Among the records below, find each line bearing the word "through" and copy it.
Start of THE DATA
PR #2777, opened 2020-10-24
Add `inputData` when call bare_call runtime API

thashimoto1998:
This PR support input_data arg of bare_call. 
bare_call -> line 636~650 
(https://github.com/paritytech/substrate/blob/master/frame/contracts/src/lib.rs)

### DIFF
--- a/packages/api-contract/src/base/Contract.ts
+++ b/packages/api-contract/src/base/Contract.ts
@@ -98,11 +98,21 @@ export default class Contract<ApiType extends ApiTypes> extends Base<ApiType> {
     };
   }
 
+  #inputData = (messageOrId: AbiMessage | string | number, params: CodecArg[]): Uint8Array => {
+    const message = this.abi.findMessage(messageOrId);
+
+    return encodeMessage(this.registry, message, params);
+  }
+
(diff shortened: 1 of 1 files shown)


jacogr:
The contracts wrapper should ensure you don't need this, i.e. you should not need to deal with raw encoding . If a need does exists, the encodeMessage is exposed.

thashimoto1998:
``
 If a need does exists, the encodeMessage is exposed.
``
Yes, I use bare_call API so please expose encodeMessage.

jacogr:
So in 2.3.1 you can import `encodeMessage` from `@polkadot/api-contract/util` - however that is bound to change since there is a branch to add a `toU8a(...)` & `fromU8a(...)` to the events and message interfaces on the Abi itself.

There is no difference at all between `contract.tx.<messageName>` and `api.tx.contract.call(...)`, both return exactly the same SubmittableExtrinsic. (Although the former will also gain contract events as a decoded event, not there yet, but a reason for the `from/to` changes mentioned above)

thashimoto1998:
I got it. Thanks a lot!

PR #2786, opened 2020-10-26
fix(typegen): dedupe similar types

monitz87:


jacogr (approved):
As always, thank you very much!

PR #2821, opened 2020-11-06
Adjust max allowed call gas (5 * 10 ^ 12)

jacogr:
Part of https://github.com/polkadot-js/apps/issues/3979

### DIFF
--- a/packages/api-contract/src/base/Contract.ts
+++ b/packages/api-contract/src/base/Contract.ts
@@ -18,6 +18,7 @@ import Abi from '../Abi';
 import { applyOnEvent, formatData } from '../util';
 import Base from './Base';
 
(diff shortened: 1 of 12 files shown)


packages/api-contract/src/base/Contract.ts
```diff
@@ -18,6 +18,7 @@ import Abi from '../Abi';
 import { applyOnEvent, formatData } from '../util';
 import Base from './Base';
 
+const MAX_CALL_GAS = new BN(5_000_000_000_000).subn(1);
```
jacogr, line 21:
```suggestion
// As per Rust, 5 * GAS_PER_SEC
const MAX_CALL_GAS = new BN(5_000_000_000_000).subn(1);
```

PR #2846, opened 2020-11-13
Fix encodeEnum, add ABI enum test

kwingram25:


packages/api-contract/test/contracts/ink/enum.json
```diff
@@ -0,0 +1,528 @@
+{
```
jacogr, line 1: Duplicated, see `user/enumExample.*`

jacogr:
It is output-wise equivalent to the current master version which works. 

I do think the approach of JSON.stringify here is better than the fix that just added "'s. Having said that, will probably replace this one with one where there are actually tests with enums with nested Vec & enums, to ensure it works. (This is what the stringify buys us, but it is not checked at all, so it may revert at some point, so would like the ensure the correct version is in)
End of THE DATA
Start of THE DATA
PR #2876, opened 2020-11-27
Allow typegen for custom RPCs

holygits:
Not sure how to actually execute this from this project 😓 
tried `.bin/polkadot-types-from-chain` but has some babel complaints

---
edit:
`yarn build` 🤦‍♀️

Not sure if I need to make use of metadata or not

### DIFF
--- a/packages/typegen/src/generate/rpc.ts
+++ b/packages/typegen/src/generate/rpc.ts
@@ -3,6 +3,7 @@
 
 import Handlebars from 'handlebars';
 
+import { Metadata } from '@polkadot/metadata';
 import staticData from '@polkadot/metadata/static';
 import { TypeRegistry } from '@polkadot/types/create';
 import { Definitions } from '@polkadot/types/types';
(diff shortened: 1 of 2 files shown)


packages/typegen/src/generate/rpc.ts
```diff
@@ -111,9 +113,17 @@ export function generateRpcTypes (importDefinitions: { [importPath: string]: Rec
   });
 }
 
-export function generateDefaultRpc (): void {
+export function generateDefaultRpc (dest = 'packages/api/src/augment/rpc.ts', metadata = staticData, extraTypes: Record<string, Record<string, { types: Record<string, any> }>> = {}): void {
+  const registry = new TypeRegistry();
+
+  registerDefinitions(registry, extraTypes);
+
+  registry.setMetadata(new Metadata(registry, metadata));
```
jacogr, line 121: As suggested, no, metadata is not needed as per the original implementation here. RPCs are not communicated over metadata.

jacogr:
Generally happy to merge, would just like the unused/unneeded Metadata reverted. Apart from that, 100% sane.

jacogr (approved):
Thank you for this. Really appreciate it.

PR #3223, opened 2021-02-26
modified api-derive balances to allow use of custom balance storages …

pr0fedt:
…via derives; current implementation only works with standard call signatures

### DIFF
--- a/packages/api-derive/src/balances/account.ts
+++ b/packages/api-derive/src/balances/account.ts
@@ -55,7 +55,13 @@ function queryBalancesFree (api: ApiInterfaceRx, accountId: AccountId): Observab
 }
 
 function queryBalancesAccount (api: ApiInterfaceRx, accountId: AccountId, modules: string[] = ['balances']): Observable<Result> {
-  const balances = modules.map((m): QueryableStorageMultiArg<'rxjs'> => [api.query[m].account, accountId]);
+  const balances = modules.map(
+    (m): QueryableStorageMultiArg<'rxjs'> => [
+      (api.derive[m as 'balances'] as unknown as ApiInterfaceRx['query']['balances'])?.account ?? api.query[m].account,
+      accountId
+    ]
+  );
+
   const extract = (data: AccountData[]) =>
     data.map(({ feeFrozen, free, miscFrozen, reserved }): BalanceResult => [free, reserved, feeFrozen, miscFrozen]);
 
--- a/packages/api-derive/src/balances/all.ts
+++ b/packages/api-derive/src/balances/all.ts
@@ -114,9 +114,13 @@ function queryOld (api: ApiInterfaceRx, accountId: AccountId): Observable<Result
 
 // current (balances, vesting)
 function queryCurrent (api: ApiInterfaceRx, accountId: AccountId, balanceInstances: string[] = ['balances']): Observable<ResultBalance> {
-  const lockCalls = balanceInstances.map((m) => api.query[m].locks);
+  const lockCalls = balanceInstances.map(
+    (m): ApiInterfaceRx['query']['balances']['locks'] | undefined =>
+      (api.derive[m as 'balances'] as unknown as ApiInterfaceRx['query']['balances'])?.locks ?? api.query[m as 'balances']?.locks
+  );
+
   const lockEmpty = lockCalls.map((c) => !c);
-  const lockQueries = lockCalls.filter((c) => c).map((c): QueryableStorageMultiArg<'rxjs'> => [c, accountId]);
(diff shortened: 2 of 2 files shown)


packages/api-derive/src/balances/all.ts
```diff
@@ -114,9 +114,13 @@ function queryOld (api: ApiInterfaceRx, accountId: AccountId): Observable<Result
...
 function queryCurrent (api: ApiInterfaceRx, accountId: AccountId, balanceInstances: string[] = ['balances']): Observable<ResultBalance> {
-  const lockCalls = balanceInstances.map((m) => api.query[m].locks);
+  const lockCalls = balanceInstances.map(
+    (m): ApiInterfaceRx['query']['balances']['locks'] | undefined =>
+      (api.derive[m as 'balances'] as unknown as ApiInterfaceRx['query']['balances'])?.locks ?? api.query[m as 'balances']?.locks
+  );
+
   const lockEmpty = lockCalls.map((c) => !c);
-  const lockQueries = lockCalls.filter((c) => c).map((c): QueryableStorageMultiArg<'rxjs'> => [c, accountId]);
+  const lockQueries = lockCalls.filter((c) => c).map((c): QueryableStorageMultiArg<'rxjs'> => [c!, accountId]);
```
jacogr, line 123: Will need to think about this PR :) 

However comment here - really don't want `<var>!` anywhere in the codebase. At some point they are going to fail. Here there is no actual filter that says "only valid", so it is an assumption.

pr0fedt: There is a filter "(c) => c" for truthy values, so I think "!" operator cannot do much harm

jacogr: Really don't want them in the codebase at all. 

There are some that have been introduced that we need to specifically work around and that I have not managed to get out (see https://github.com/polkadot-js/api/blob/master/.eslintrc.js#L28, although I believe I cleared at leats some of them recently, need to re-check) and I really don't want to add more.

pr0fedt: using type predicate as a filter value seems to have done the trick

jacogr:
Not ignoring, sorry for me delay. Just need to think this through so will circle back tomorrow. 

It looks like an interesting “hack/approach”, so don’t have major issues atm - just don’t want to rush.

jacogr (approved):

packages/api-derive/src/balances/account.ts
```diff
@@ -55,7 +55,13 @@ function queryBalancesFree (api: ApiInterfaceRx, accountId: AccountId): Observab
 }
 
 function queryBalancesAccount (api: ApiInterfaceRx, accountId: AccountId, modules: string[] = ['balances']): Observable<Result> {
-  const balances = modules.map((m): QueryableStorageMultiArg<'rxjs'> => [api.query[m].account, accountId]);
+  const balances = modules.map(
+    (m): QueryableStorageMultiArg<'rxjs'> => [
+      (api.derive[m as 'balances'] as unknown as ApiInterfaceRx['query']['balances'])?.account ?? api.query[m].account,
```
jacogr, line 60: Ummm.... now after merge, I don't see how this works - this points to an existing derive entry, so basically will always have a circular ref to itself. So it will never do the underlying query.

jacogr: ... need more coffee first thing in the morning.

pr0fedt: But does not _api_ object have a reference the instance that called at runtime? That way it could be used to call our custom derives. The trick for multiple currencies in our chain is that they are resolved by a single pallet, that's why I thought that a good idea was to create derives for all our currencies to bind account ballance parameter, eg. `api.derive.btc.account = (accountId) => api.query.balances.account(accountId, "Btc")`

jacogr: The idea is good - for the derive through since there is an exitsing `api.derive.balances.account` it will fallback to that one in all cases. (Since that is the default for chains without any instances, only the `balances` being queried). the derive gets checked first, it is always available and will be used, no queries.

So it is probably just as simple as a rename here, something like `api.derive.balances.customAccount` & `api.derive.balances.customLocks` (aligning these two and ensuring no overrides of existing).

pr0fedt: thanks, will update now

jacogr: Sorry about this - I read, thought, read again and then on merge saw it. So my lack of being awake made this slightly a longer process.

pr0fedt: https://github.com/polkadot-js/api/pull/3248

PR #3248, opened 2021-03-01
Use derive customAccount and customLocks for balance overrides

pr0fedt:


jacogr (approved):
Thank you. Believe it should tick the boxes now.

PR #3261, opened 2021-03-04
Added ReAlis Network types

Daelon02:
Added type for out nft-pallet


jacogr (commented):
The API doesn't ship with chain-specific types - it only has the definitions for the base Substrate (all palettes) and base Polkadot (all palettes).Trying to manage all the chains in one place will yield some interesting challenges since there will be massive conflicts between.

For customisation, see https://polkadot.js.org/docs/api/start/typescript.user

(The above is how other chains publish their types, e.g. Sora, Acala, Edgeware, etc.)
End of THE DATA
● OUTPUT BELOW:
Not ignoring, sorry for me delay. Just need to think this through so will circle back tomorrow. 
jacogr: The idea is good - for the derive through since there is an exitsing `api.derive.balances.account` it will fallback to that one in all cases. (Since that is the default for chains without any instances, only the `balances` being queried). the derive gets checked first, it is always available and will be used, no queries.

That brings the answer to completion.